Exclusive: The most social commercials and brands on TV

By Natan Edelsburg 

Social TV data company Bluefin Labs made a bold move in the social TV space by launching a version of their analytics geared towards brands back in April. A big trend we’ve seen this past year has been the consistent appearance of major brands investing in and experimenting with social TV. Boston and New York based Bluefin Labs has provided Lost Remote exclusively with their “Social TV Brand-scape,” a detailed look at the most social brands, TV commercials and sponsorships in the first half of 2012.

Click for a larger view, and scroll below for analysis and an interview with Bluefin’s Tom Thai:

The most social brand (based on the number of social media comments) goes to Apple, a brand that’s long invested in TV but not really in a social strategy. Sundrop Soda is in the lead for both commercial and sponsorship in large part due to their integration with the Billboard Music Awards. Anheuser-Busch wins for the Superbowl, Pepsi for the Grammys and J.C. Penney for the Oscars. The analysis also includes the most social industry sectors and brands who have aired the most commercials.

Advertisement

We also spoke with Bluefin’s VP of Business Development and Marketing Tom Thai about their impressive data business.

Lost Remote: How do you use data centers? How does the encoding, programming of the data you use work? Where do you license the video from?

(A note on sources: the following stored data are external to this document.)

PR #1864, opened 2020-06-12
README: howto build Julia with git checkout of Pkg

timholy:
Thanks to @fredrikekre.


KristofferC:
It's not clear to me where the cloned Pkg repo should live. In `stdlib`?

fredrikekre:
Yea, thats where it will be created by the build system.

timholy:
Seemed worth clarifying the location, thanks for noticing.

Tom Thai: You’ve actually touched on one of the key differentiators between Bluefin Labs and other social TV analytics companies. A basic way to analyze social TV is to look only at the social media data, Twitter, Facebook, etc. But using the basic method, you don’t know essential things about the TV world, such as (for example) “When did that Weight Watchers commercial air on TV?”, “Which networks did the commercial air on?”, and “What were people Tweeting about when they reacted to the Charles Barkley Weight Watchers commercial vs. the Jennifer Hudson Weight Watchers commercial?”

Since we wanted to go beyond the basic approach, we had to build out specialized hardware and software to enable that. This is where the data center comes in. We operate satellite dishes that sit on the roof of an enterprise data center. We have a partnership with DIRECTV that gives us access to satellite feeds of linear TV. So think of this as a giant DVR that’s working 24×7.

LR: How does Bluefin capture commercial video and then compare it to social?

Thai: That’s the specialized software part. Getting a 24×7 feed of the TV world is just the start. In order to recognize all the commercials on TV, we needed to write specialized video fingerprinting and “ad detection” algorithms. (Or have humans watch TV 24×7 across all TV networks and manually make note of the commercials that run. Obviously, that’s not scalable.)

The video fingerprinting and ad detection software is an extension of the work that Bluefin Labs co-founders Deb Roy and Michael Fleischman did at the MIT Media Lab. At Bluefin Labs, we’ve been working on and improving this technology since 2008, when Deb and Michael started the company.

Once we know when and where commercials run on TV, matching TV up to social media is just a matter of automated semantic and temporal analysis.

LR: Any examples of brands you’re working with?

Thai: Sure, some that I can mention publicly include Kraft Foods, PepsiCo, and Mars. We can’t talk about the others publicly, but we have brand clients spanning various industries, including Retail, Entertainment, Financial Services, and CPG.

LR: Anything else?

To make all of this theoretical stuff more concrete, we put together a Social TV Brand-scape poster that covers data for the first half of 2012. The poster includes info on which brands have commercials that drive the most social buzz, which brands air the most commercials on TV, and more.